Is popular music a mass produced commodity or a true art form?
Our fifth lecture was all about popular music and the concept of mass consumption. We looked at the movie ‘A Hard Day’s Night’ and discussed how ‘The Beatles’ changed the face of modern music. We discussed how from the 1960’s onwards, music became very repetitive and it didn’t matter what genre of music you listened to they all carried a lyrical/rhythmical pattern. John Storey describes this process as ‘commercial exhaustion’; once a certain pattern is proven successful it is used again and again until its popularity fades.
Such repetitive popular music is seen as creating passive listening, mass produced for easy consumption. One example from the lecture was that Motown was actually created from a play on the words Motor city, which was a city in Detroit famous for its mass production car line and then later for its production of some of the greats music of its time (quickly labeled however as a mass produced production line.)

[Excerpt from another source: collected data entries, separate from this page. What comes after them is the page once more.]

PR #288, opened 2018-07-06
Various fixes (documentation, and an additional check on the JSON received from the syncserver)

alessandrogario:
This PR contains some fixes on the documentation (caused warnings when compiling with CMake) and a small check on the santactl executable when retrieving JSON from the syncserver (found with libFuzzer).

### DIFF
--- a/Source/santactl/Commands/sync/SNTCommandSyncRuleDownload.m
+++ b/Source/santactl/Commands/sync/SNTCommandSyncRuleDownload.m
@@ -82,7 +82,6 @@
   do {
     NSDictionary *requestDict = cursor ? @{kCursor : cursor} : @{};
     NSDictionary *response = [self performRequest:[self requestWithDictionary:requestDict]];
-    if (!response) return nil;
 
     if (![response isKindOfClass:[NSDictionary class]]) {
       return nil;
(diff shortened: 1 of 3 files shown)


Source/santactl/Commands/sync/SNTCommandSyncRuleDownload.m
```diff
@@ -83,6 +83,11 @@ - (BOOL)sync {
     NSDictionary *requestDict = cursor ? @{kCursor : cursor} : @{};
     NSDictionary *response = [self performRequest:[self requestWithDictionary:requestDict]];
     if (!response) return nil;
+
+    if (![response isKindOfClass:[NSDictionary class]]) {
```
russellhancox: Might as well remove the nil check on line 85 - this check will handle both.

alessandrogario:
Hey @russellhancox! You are sooo fast at looking at PR! Thank you so much! :)

Do you think there is any value in only allowing executables owned by root:root when santad is not connected?

russellhancox:
I could imagine that leading to some unexpected consequences and without santad connected there's no (clean) way to inform the user why something wasn't allowed to execute, which could be very confusing. Open an issue and we can discuss further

We then went on to discuss the modern view of Consumption as an active process that we take part in everyday and that we are a post-modern culture created by productive consumers. We are as important as the text we are interpreting; people change the commodities to suit their lives. For me Simran’s conclusion summed up the lecture perfectly; consumption is an active, creative and productive process, concerned with pleasure, identity and the production of meaning. We are not just passive consumers but instigators of change.